Morphology and TGF-beta1 Concentration Analysis of Ligamentum Flavum in Patients with Lumbar Canal Stenosis and Lumbar Disc Herniation

Abstract

The most common spinal disorder in elderly patients is lumbar spinal canal stenosis, causing low back and leg pain and paresis. The aetiology of degenerative changes occurring in lumbar stenosis remain unclear: some authors hypothesize hyperplasia and others hypertrophy of the LF. The change in LF is known to be related to degenerative changes secondary to the aging process or mechanical instability. This study aimed to analyse the ligamentum flavum (LF) of patients with lumbar canal stenosis and lumbar disc herniation to evaluate the morphology and concentration of the Transforming Growth Factor-beta 1 (TGF-beta 1). The study was undertaken in three phases: A) Measurement of the thickness of the ligamentum flavum in patients with lumbar stenosis and/or herniated lumbar disc through axial T1 weighted lumbo-sacral MR images; B) Removal of ligamentum flavum in patients undergoing intervention for lumbar stenosis and lumbar disc herniation (control group); C) Optical microscopy study of the morphology of degenerated ligamentum and immunohistochemical analysis to assess the concentration of TGF-beta 1 in the LF. Morphological analysis of the LF (i.e. the increase in the number of fibres or distension and relaxation of the same as a result of degenerative processes) and the presence or absence of a high concentration of TGF-beta1 (then more fibroblasts involved in the degenerative process) can be important to establish whether there is hypertrophy or hyperplasia of the LF in lumbar canal stenosis.
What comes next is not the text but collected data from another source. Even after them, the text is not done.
Issue #5149, opened 2018-10-21
Improve Homebrew::Assertions to provide access to stderr


bval:
I'd like to propose either improving the shell_output/pipe_output assertions to capture stderr as well as stdout, or creating new, similar assertions that provide access to stderr as well.

The motivation for this feature comes from [a request](https://github.com/Homebrew/homebrew-core/pull/32969#discussion_r226865362) from @fxcoudert that I test the error message from a newly installed binary. After looking into doing so, I discovered that shell_output does not capture stderr, and several formulas avoid using the built-in assertions in favor of their own implementations using the Open3 module or other implementations of popen.

Implementing this in Homebrew::Assertions would allow the formulas doing their own thing to be cleaned up to use a standardized method of testing stderr. with fewer dependencies making them potentially less brittle.

The alternative is to leave things as they are.

I'm willing to take a stab at this PR, but figured it merits some discussion on approach from experienced maintainers.

fxcoudert:
We often use `2>&1`, which works well and has the advantage of simplicity :)

bval:
> > We often use `2>&1`, which works well and has the advantage of simplicity :)
> 
> I agree with this 👍
> 
> > creating new, similar assertions that provide access to stderr as well.
> 
> This would need to be the case otherwise it will break a lot of existing tests.

👍both with keeping it simple, and I don't want to introduce anything that requires refactoring a bunch of tests.

Wouldn't just adding `2>&1` to the existing shell_output/pipe_output methods accomplish this simply without changing their signature and breaking anything? My cursory survey of the formulae using Open3.popen shows that they could all just be switched over to using shell_output if it included stderr by default. They're only doing it because the thing they need to check for is in stderr, not doing anything more complicated than that.

I'll try a PR that does that and see what `brew test-bot` has to say about it.

PR #5157, opened 2018-10-23
Capture stderr in Homebrew::Assertions methods

bval:

-----

This PR attempts to address #5149 to capture stderr as well as stdout in the methods provided by `Homebrew::Assertions`. It does so without changing the method signatures of any methods and _should_ not break any existing formulae.

A follow-up to this PR would clean up any formula in Homebrew/homebrew-core that utilize `Open3.popen` or `IO.popen` directly to access stderr.

### DIFF
--- a/Library/Homebrew/formula_assertions.rb
+++ b/Library/Homebrew/formula_assertions.rb
@@ -6,7 +6,7 @@ module Homebrew
     # Returns the output of running cmd, and asserts the exit status
     def shell_output(cmd, result = 0)
       ohai cmd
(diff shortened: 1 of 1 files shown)


MikeMcQuaid:
> and _should_ not break any existing formulae.

As mentioned in https://github.com/Homebrew/brew/issues/5149 this seems very unlikely to not break existing formulae. You're going to change the output of everything that uses `shell_output` and prints `stderr` as well as `stdout`. This is a breaking change as a result and we'll need another solution.

Issue #4760, opened 2018-08-27
`brew cleanup` should be run automatically


MikeMcQuaid:
One of the most common things we hear on our Twitter account is people saying that they are pleasantly surprised that `brew cleanup` cleans up so much space. We've held off running it automatically in the past as it's not granular enough to be effectively scoped to a package and because we're concerned about linkage to old versions. 

We now have a cached linkage database and the `HOMEBREW_UPGRADE_CLEANUP` variable which cleans up a bunch more things related to a given formula which means we can start to consider having `HOMEBREW_UPGRADE_CLEANUP` run on every upgrade/install by default after ensuring that linkage won't be broken.

chdiza:
Will that shellvar still exist and be able to be turned off?

MikeMcQuaid:
@chdiza If someone can make a pitch as to why it should be toggleable off: I don't see a reason why not.

chdiza:
Because it is a disaster for anyone who wants to keep previous versions of things around.   And keeping previous versions around (at least for really important stuff) is good practice, because breakage is common (here I mainly mean breakage in upstream projects, not HB breakage---though that happens sometimes too).  There's a reason why `brew switch` exists.

To lose this fundmental ability---part of *managing* packages---because doing normal maintenance doesn't occur to some people would be a real shame.

Come to think of it, if such a non-toggleable change were to occur---and were this to mean that I can't carry e.g., `wget` 1.19.4 and 1.19.5 for a while until I'm sure that 1.19.5 fixed a problem with 1.19.4, or for something more mission-critical carry `rsync` 3.1.2 for a while until I'm sure that 3.1.3 won't ruin my life---I think that might mean the end of Homebrew for me.

It's also bad for anyone who tries to keep their HOMEBREW_CACHE in sync across multiple machines, but this is a much smaller concern.

There are ways to keep the aforementioned ability, like creating something akin to `pin` but that simply means "please don't automatically throw this away", but I'm sure they would involve much more code than adding the toggle would.

chdiza:
> Agreed, you've convinced me there should be an opt-out toggle for this.

Wonderful! :)

> Note: the vast majority of package managers don't keep old versions around indefinitely.

I would be surprised if they immediately force removal of old ones with no way to override this.  If they do, they're doing it wrong :)

[...]

PR #5165, opened 2018-10-23
Implement the HOMEBREW_INSTALL_CLEANUP env to trigger cleanup on reinstall/install/upgrade

Wojonatior:

-----

This PR is thethe implementation of the `HOMEBREW_INSTALL_CLEANUP` ENV and associated features as discussed in #4760.


Library/Homebrew/test/cmd/upgrade_spec.rb
```diff
@@ -17,4 +17,17 @@
     expect(HOMEBREW_CELLAR/"testball/0.1").to be_a_directory
     expect(HOMEBREW_CELLAR/"testball/0.0.1").not_to exist
   end
+
+  it "upgrades a Formula and cleans up old versions when `HOMEBREW_INSTALL_CLEANUP` is set" do
+    setup_test_formula "testball"
+    # allow(ENV).to receive(:[]).and_call_original
+    # allow(ENV).to receive(:[]).with("HOMEBREW_INSTALL_CLEANUP").and_return("1")
+    ENV["HOMEBREW_INSTALL_CLEANUP"] = "1"
```
Wojonatior: I've tried both manually setting into `ENV` and mocking it out as shown in the 2 commented lines. I wasn't able to get either working even though I could confirm the functionality manually.

Library/Homebrew/cmd/upgrade.rb
```diff
@@ -3,7 +3,7 @@
 #:
 #:    Options for the `install` command are also valid here.
 #:
-#:    If `--cleanup` is specified or `HOMEBREW_UPGRADE_CLEANUP` is set then remove
+#:    If `--cleanup` is specified, `HOMEBREW_INSTALL_CLEANUP` or `HOMEBREW_UPGRADE_CLEANUP` is set then remove
```
Wojonatior: As a clarification around the original feature, is the intent to keep both ENVs or to enhance what the old one did as well a rename it?

Library/Homebrew/test/cmd/upgrade_spec.rb
MikeMcQuaid: @Wojonatior Ideally we wouldn't add another integration test for this (they are really slow). Either add a unit test or omit one entirely.

Library/Homebrew/cmd/upgrade.rb
MikeMcQuaid: @Wojonatior Good question 👍 Let's remove the documentation for `HOMEBREW_UPGRADE_CLEANUP` in favour of `HOMEBREW_INSTALL_CLEANUP` but keep the `HOMEBREW_UPGRADE_CLEANUP` variable functional for people who are still using it.

Wojonatior:
I've added the formula cleanup to the `install` and `reinstall` commands. I wasn't sure if it was supposed to be the formula cleanup or the full/regular cleanup. The issue seems to discuss the formula cleanup, but I'm not sure what would need to be cleaned up from the formula on an `install`/`reinstall`

Library/Homebrew/cmd/install.rb
```diff
@@ -73,6 +73,9 @@
 #:
 #:    If `--git` (or `-g`) is passed, Homebrew will create a Git repository, useful for
 #:    creating patches to the software.
+#:
+#:    If `HOMEBREW_INSTALL_CLEANUP` is set then remove previously installed versions
+#:    of upgraded <formulae>.
```
MikeMcQuaid: This also will clean up the HOMEBREW_CACHE for that formula

MikeMcQuaid:
@Wojonatior After fixing the docs please run `brew man` and commit the results.

MikeMcQuaid:
> I wasn't sure if it was supposed to be the formula cleanup or the full/regular cleanup. 

Formula cleanup 👍. Could have regular cleanup occurring every e.g. 100 installs or something, though? Thoughts?

> The issue seems to discuss the formula cleanup, but I'm not sure what would need to be cleaned up from the formula on an `install`/`reinstall`

Nothing specifically but there may be leftover cache and cellar entries that it's worth cleaning up at this stage.

Wojonatior:
@MikeMcQuaid I updated the docs and the manpage. I like the idea of the occasional full clean. Would it make sense to count that in the formula clean or specifically for the install? Is there a pattern established somewhere for how I would persist the number of installs?

MikeMcQuaid:
> Would it make sense to count that in the formula clean or specifically for the install? Is there a pattern established somewhere for how I would persist the number of installs?

I was thinking that rather than being by installs it could be by days. `brew cleanup` could write (or `touch` if it already exists) a file like `HOMEBREW_CACHE/.cleaned` which the `mtime` is checked if `HOMEBREW_INSTALL_CLEANUP` is set and a full, non-formula `cleanup` could be run at that time if it hasn't been run for e.g. 30 days (that's how often `git gc` is run). If we want to be safer still that `brew cleanup` could also only remove files/directories that would be removed anyway _and_ are 30 days old (but that may be overkill).

MikeMcQuaid:
Thanks so much for your first contribution! Without people like you submitting PRs we couldn't run this project. You rock, @Wojonatior! This is useful as-is so figured it was worth merging. Would still love to see the stuff we talked about in a follow-up PR!

Wojonatior:
@MikeMcQuaid Thanks! Sorry about the lack of communication on my part. I definitely want to make the follow-up PR for this, you should hopefully see something around it in the next week or so.

MikeMcQuaid:
@Wojonatior No worries, looking forward to it!

PR #5166, opened 2018-10-23
man: Restore args after generating man pages from respective cmd parsers

GauthamGoli:

-----
Fix: `brew man --fail-if-changed`

Reason why it wasn't working: Initializing `Homebrew::CLI::Parser` in `man.rb` to generate man-pages  for individual commands is resetting `Homebrew.args` , this happens only when `brew man` is run, nowhere else we initialize `Homebrew::CLI::Parser` of other commands except its own.

This is change fixes by restoring `Homebrew.args` after it gets reset.

### DIFF
--- a/Library/Homebrew/dev-cmd/man.rb
+++ b/Library/Homebrew/dev-cmd/man.rb
@@ -189,6 +189,7 @@ module Homebrew
   def generate_cmd_manpages(glob)
     cmd_paths = Pathname.glob(glob).sort
     man_page_lines = []
+    man_args = Homebrew.args
     cmd_paths.each do |cmd_path|
       begin
         cmd_parser = Homebrew.send(cmd_arg_parser(cmd_path))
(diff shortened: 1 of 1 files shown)


Library/Homebrew/dev-cmd/man.rb
```diff
@@ -189,10 +189,12 @@ def target_path_to_format(target)
   def generate_cmd_manpages(glob)
     cmd_paths = Pathname.glob(glob).sort
     man_page_lines = []
+    man_args = Homebrew.args
     cmd_paths.each do |cmd_path|
       begin
         cmd_parser = Homebrew.send(cmd_arg_parser(cmd_path))
         man_page_lines << cmd_manpage_lines(cmd_parser).join
+        Homebrew.args = man_args
```
MikeMcQuaid: Does this need reset for every invocation of the loop?

GauthamGoli: No.

GauthamGoli: I thought within the loop there could be a method which might need `man_args`, but that doesn't happen here. So I'll move this line out of loop.

MikeMcQuaid:
Thanks @GauthamGoli!

PR #5169, opened 2018-10-24
Add Dockerfile

sjackman:


Dockerfile
```diff
@@ -0,0 +1,27 @@
...
+	&& git remote set-url origin https://github.com/Homebrew/brew
+
+USER linuxbrew
+WORKDIR /home/linuxbrew
+ENV PATH=/home/linuxbrew/.linuxbrew/bin:/home/linuxbrew/.linuxbrew/sbin:$PATH \
+	SHELL=/bin/bash \
+	USER=linuxbrew
+
+# Install portable-ruby and tap homebrew/core.
+RUN HOMEBREW_NO_ANALYTICS=1 HOMEBREW_NO_AUTO_UPDATE=1 brew tap homebrew/core \
```
scpeters: Do you want to install `git` as well to fix the `brew doctor` complaint?

```suggestion
RUN HOMEBREW_NO_ANALYTICS=1 HOMEBREW_NO_AUTO_UPDATE=1 brew tap homebrew/core \
	&& brew install git \
```

scpeters: I guess that does bring in a few dependencies with it

Dockerfile
```diff
@@ -0,0 +1,27 @@
+FROM ubuntu:xenial
+LABEL maintainer="Shaun Jackman <sjackman@gmail.com>"
+
+RUN apt-get update \
+	&& apt-get install -y --no-install-recommends bzip2 ca-certificates curl file fonts-dejavu-core g++ git locales make openssh-client patch sudo uuid-runtime \
```
MikeMcQuaid: Can this be split into a few lines? Maybe even one per line?

Dockerfile
```diff
@@ -0,0 +1,27 @@
...
+	&& rm -rf /var/lib/apt/lists/*
```
MikeMcQuaid: What's this for? If cleaning: is there an `apt` command that can be used instead?

Dockerfile
```diff
@@ -0,0 +1,27 @@
...
+
+RUN localedef -i en_US -f UTF-8 en_US.UTF-8 \
+	&& useradd -m -s /bin/bash linuxbrew \
+	&& echo 'linuxbrew ALL=(ALL) NOPASSWD:ALL' >>/etc/sudoers
```
MikeMcQuaid: Is this standard practise for Docker?

Dockerfile
MikeMcQuaid: I agree that ideally this would have no `brew doctor` complaints 👍

Dockerfile
scpeters: This is what they recommend as a [best practice in the docker documentation](https://docs.docker.com/v17.09/engine/userguide/eng-image/dockerfile_best-practices/#run). I'm not sure if there's an `apt` command that can be used instead; I've always seen it like this.

Dockerfile
scpeters: I didn't see it recommended on the official docker website, but I see something similar here:

* http://gbraad.nl/blog/non-root-user-inside-a-docker-container.html

Dockerfile
monouser7dig: it might increase the size https://stackoverflow.com/questions/39223249/multiple-run-vs-single-chained-run-in-dockerfile-what-is-better

scpeters: it can still be a single `RUN` statement, but the packages can be written on separate lines with `\`; I think that's what @MikeMcQuaid was suggesting

chdiza:
I hope that this can instead be named `.Dockerfile`, so that users don't have this cluttering up the dir.

Same for the recently added azure thingy; can it be `.azure-piplelines.yml` instead?

The other CI/auxiliary support stuff in the root dir are all dotfiles: `.travis.yml`, `.yardopts`, `.github`, `.editorconfig`.

MikeMcQuaid:
> I hope that this can instead be named `.Dockerfile`, so that users don't have this cluttering up the dir.
> 
> Same for the recently added azure thingy; can it be `.azure-piplelines.yml` instead?

We're using the default names for both because almost all tooling expects them to have those names. Now that this stuff isn't in the `/usr/local` root there's not a strong argument to me for needing to hide things away in this repository compared to a normal one.

Dockerfile
sjackman: I would have expected `apt-get clean` to have an option to remove `/var/lib/apt/lists`, but I was not able to find such an option. See https://linux.die.net/man/8/apt-get

Dockerfile
sjackman: Standard practice for Docker is to leave the user as `root`, but `brew` refuses to run as root.

Minor style point, I can instead put this file in `/etc/sudoers.d/`. Any preference?

Dockerfile
sjackman: Done.

Dockerfile
sjackman: How about changing `check_git_version minimum_version` from 2.14.3 to 2.7.0? Ubuntu 16.04 LTS (Xenial Xerus) ships with git 2.7.4. That change could be for either macOS and Linux or only Linux, at your preference.

sjackman: The only `brew doctor` complain is…
```
Warning: An outdated version (2.7.4) of Git was detected in your PATH.
Git 2.14.3 or newer is required for Homebrew.
```

MikeMcQuaid: I'd rather we kept the Git requirement as it is; we do actually use features that make it require the current version. For the Docker image a PPA would likely suffice.

sjackman: Good idea!

scpeters: https://launchpad.net/~git-core/+archive/ubuntu/ppa seems like a good candidate

sjackman: Done!

Dockerfile
scpeters: > Minor style point, I can instead put this file in `/etc/sudoers.d/`. Any preference?

No preference from me; I defer.

sjackman:
`brew tests` and `brew test-bot` will be clean after PR https://github.com/Homebrew/brew/pull/5180.
@scpeters Care to review this PR for me? I'll merge this PR after that one, and then set up Docker Hub to build the image on each commit.

scpeters:
Sure, I'll review it in between meetings today.

sjackman:
Merged! I'll set up a Docker Hub build now.

scpeters:
nice work! I was just experimenting with it and noticed a problem with the `python@2` formula. Should I report that as an issue at https://github.com/Linuxbrew/homebrew-core/issues ?

sjackman:
Yes, please!

PR #5277, opened 2018-11-08
List updated packages below each other instead of as a comma separated list

DerKobe:

-----


MikeMcQuaid:
Could you explain your motivation for this? Thanks!

MikeMcQuaid:
@DerKobe Cool, thanks. We've not had feedback like this before and it would introduce some inconsistency with the output of other commands so passing on this now but we may reconsider in future. Sorry and thanks again!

The current study showed that decreased elasticity of the LF in the elderly is due to a loss of elastic fibres that are degenerated and a concomitant increase in collagenous fibres (hypertrophy). TGF-beta1 concentrations of the LF were higher in lumbar spinal stenosis than in disc herniations. This suggest that LF of lumbar canal stenosis is hypertrophic: LF hypertrophy could be due to thickening of the normal elastic layer and the abnormal collagenous layer and to higher expression of TGF-beta 1 by fibroblasts.